Sunday, June 2, 2013

Baseball Card of the Week: 1975 Topps Mini Herb Washington

Former Oakland Athletics owner Charles O. Finley was always looking for a marketing edge for his club.  Whether coming up with orange baseballs, flashy nicknames and uniforms, bonuses for players growing mustaches, ball girls or having a mule as a team mascot.  Finley was one of major influences in getting the designated hitter established and playing World Series games at night and Herb Washington was also beneficiary of another one Finley's grand ideas.

Herb Washington was a world class sprinter during his days in college at Michigan State University where he was a four-time NCAA All-American, won one NCAA title and seven Big Ten conference titles. He also broke world records in the 50 and 60 yard dashes.  Despite not having played organized baseball since junior high, Finley signed Washington as a "designated pinch runner."
Oakland hired former stolen base champ Maury Wills to tutor Washington in baserunning. Washington got off to a slow start in the 1974 season as he was caught stealing in four out of his five attempts. Oakland also struggled early, but both the team and Washington rebounded nicely. Oakland did end up winning the pennant and Washington ended the season with 29 stolen bases and 29 runs scored in 92 games.  Washington became known for being picked off as a game tying run in Los Angeles Dodgers lone victory against Oakland in the 1974 World Series.  He did not steal a base in the playoffs and was released by Oakland early the following year.
A's manager Alvin Dark did offer Washington to go hit after Oakland clinched the division in 1974, but Washington declined the offer as he knew one plate appearance would ruin his significance in baseball history.  Washington is the only person to play in 100 or more games without going in the field or up to bat.
After his playing days, Washington used his baseball salary for buying franchises in the McDonald's fast food restaurant chain and later became one of the first minority owners in professional hockey as he founded the Youngstown Steelhounds.

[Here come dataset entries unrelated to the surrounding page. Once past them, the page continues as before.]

PR #1524, opened 2023-02-06
Make all wallet commands load wallet

raphjaph:


casey:
Let's add a `Wallet` struct that can only be constructed by loading the wallet:

```rust
struct Wallet {
  foo: (),
}

impl Wallet {
  fn new(options: &Options) -> Result<Self> {
    options.bitcoin_rpc_client_for_wallet_command(false)?;

    Ok(Self)
  }
}
```

casey (changes requested):
see comment

casey (changes requested):
PR reviewed in the salt mines

tests/lib.rs
```diff
@@ -63,10 +63,19 @@ struct Create {
   mnemonic: Mnemonic,
 }
 
-fn create_wallet(rpc_server: &test_bitcoincore_rpc::Handle) {
-  CommandBuilder::new(format!("--chain {} wallet create", rpc_server.network()))
+fn create_wallet(rpc_server: &test_bitcoincore_rpc::Handle, wallet_name: Option<String>) {
```
casey, line 66: Can we always use the name ord? Is the old test actually testing anything? If not, it can be removed.

casey (changes requested):
Minor nits, see comments.

casey (approved):
Excellent!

As for the card itself, Topps test marketed a miniature version of it's regular set in 1975 in several markets including California and Michigan.  The 1975 mini set is the exact same set as it's standard counterpart and is the only year Topps produced it.  Even with the scarcity of the mini set compared to the regular, there is minimal added value between the two.  The Herb Washington card is the only one ever to designate the position as "pinch runner."